In a real-world speech application, if you use too strict a grammar, it may result in no flexibility from the caller's perspective in regards to what the caller can say. Otherwise, designing too many unnecessary grammar items may lead to lower effective speech recognition. The following is a grammar example that transfers a call from a speech-enabling IVR to either an appropriate phone queue or a call center agent.
<grammar xmlns:sapi="http://schemas.microsoft.com/Speech/2002/06/ SRGSExtensions" xml:lang="en-US" tag-format="semantics-ms/1.0" version="1.0" mode="voice" xmlns="http://www.w3.org/2001/06/grammar"> <!--This is transfer grammar using in speech-enabled IVR--> <rule id="Transfer" scope="public"> <one-of> <item>Transfer to agent please</item> <item>Transfer</item> </one-of> <tag>$.Transfer = $recognized.text</tag> </rule> </grammar>
Because grammar files are simply XML format files, the MS SASDK can create grammars programmatically. The MS SASDK is SALT based; even if you do not have any SALT language skills, you can perform a speech-enabling application in an MS Speech box. Actually, if you like, you can use the SALT language to implement a speech IVR over MS Speech Server.
A prompt is a question or information spoken by a speech application. Typically, a prompt is a question, such as "To what extension do you want to transfer?" It can also be a greeting, such as "Hello, this is the ABC Corporation customer service line" or provide multi-choice direction, such as "Sales, press one or say sales; Marketing, press two or say marketing; Technical Support, press three or say technical support."
In an MS Speech Server-based speech-enabling application, prompts are the only interface in which a voice-only application (speech-enabled IVR) interacts with the user. The multimodal applications do not have prompts. Prompts serve a number of functions in an application. Prompt functions can contain JScript code that allows an application to generate dynamic prompts at run time. Use the Prompt Function Editor to create and edit prompt functions.
The Speech Prompt Editor, included in the Microsoft Speech Application SDK Version 1.0 (SASDK), provides an interface for creating prompts. Use the Speech Prompt Editor to create, edit, maintain, and manage every aspect of a prompt database; each prompt project contains one or more prompt databases. A prompt database contains all the audio and data that define the application's prompts. The prompts database contains recorded prompts (.wav files) and their transcriptions.

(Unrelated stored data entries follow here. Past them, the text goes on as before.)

PR #752, opened 2016-01-09
Fix decode_list_object handler to urldecode all values that can contain S3 key strings

fsangiovanni:
Hi,

I've noticed that botocore.handlers.decode_list_object() only addresses url-decoding of the 'Contents' key of the response dict.

This leaves undecoded values of response keys that can contain S3 object names:
CommonPrefixes
Marker
NextMarker
Prefix
Delimiter

I've been able to track back the problem until version 1.3.9 (last working version).
This PR should address the issue.
Please let me know if it's ok.

Thanks!

### DIFF
--- a/botocore/handlers.py
+++ b/botocore/handlers.py
@@ -531,11 +531,22 @@ def decode_list_object(parsed, context, **kwargs):
     # This is needed because we are passing url as the encoding type. Since the
     # paginator is based on the key, we need to handle it before it can be
     # round tripped.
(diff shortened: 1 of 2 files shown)


fsangiovanni:
Hi,
is there something wrong with this PR?
Anything I can do to help?

mtdowling:
Thanks! This has been merged in https://github.com/boto/botocore/issues/765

The Wave Editor is another useful tool within the MS SASDK; it is used to improve prompt quality. The prompts database stores prompts as .wav files. It displays a graphical view of .wav file data. It allows you to edit the word boundaries within a .wav file, and to cut, copy, and paste wave segments both between and within .wav files.
When used in voice-only applications, the Controls, QA, Command, and Application Speech Controls can include prompts in the property of controls. You can add a prompt to a control in one of the inline prompts and prompt functions.